PR #11701, opened 2021-05-21
Users should be able to type into the Auto completion search window.

reddyashish:
### Purpose

Currently we have a regression on the master branch. The issue is that users are not able to type text into the Auto completion search window. After the new UI changes to the Autocompletion window, the window will not be closed/hidden when the user has clicked anywhere on the workspace as we now have a close button to close the window. We won't be needing the flag to monitor the behavior of the window.

NodeAutocompletion search box

### Declarations

@QilongTang @zeusongit  @mmisol

### DIFF
--- a/src/DynamoCoreWpf/Controls/NodeAutoCompleteSearchControl.xaml
+++ b/src/DynamoCoreWpf/Controls/NodeAutoCompleteSearchControl.xaml
@@ -81,8 +81,8 @@
                             </Image.Style>
                         </Image>
                         </Button>
-                        <Button Name="CloseButton" Margin="0,7,5,7" BorderThickness="0"  Background="{StaticResource autocompletionWindow}">
-                            <Image Width="14" Height="14" HorizontalAlignment="Right" VerticalAlignment="Center">
+                        <Button Name="CloseButton" Margin="0,7,5,7" Height="14" Width="14" BorderThickness="0" Click="CloseAutocompletionWindow" Background="{StaticResource autocompletionWindow}">
+                                <Image Width="14" Height="14" HorizontalAlignment="Right" VerticalAlignment="Center">
                                 <Image.Style>
                                     <Style TargetType="{x:Type Image}">
                                         <Style.Triggers>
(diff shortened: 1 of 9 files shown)


src/DynamoCoreWpf/Controls/NodeAutoCompleteSearchControl.xaml
```diff
@@ -81,8 +81,8 @@
                             </Image.Style>
                         </Image>
                         </Button>
-                        <Button Name="CloseButton" Margin="0,7,5,7" BorderThickness="0"  Background="{StaticResource autocompletionWindow}">
-                            <Image Width="14" Height="14" HorizontalAlignment="Right" VerticalAlignment="Center">
+                        <Button Name="CloseButton" Margin="0,7,5,7" Height="14" Width="14" BorderThickness="0" Click="CloseAutocompletionWindow" Background="{StaticResource autocompletionWindow}">
```
mmisol, line 84: It's surprising that this button already existed :)

mmisol (commented):
Hi @reddyashish . I think this is a good approach, however you might have to make some changes to the tests. If I remember correctly, in my original PR I had to change a test to make it close the window twice.

Also, does it work so that if you select a node, the dialog still closes automatically. That would be important for usability, not sure if you could add a test for it.

src/DynamoCoreWpf/Controls/NodeAutoCompleteSearchControl.xaml
reddyashish: This button was added later.

QilongTang (approved):

reddyashish:
A couple of issues around the node autocompletion search are also fixed in this PR
1) When the user enters some text in the search bar and clears it, the window should show the initial list of all the autocompletion elements for that port
2) The tag dictionary that is being used in the Search API contains a list of nodes that share a specific tag. So when the SubsetDictionary was being built, if any of the nodes from dictionary match the subset list, the whole list of nodes that share a specific tag was returned. This would generate extra results(which were not a match) when some particular text was entered in the search bar. To fix this, we match the subset list with the returned search results in the end. I will add a gif to show the difference in the results.

reddyashish:
> Hi @reddyashish . I think this is a good approach, however you might have to make some changes to the tests. If I remember correctly, in my original PR I had to change a test to make it close the window twice.
> 
> Also, does it work so that if you select a node, the dialog still closes automatically. That would be important for usability, not sure if you could add a test for it.

Yes changed the test accordingly. Regarding the second question, when you select the node, the node closes automatically. I think we will need a UI automation test for that.

zeusongit (approved):

reddyashish:
Merging this.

************

* Brief *
Begin at the first line of the records above and quote every line verbatim through the one that contains "### Purpose".

* Result *
PR #11701, opened 2021-05-21
Users should be able to type into the Auto completion search window.

reddyashish:
### Purpose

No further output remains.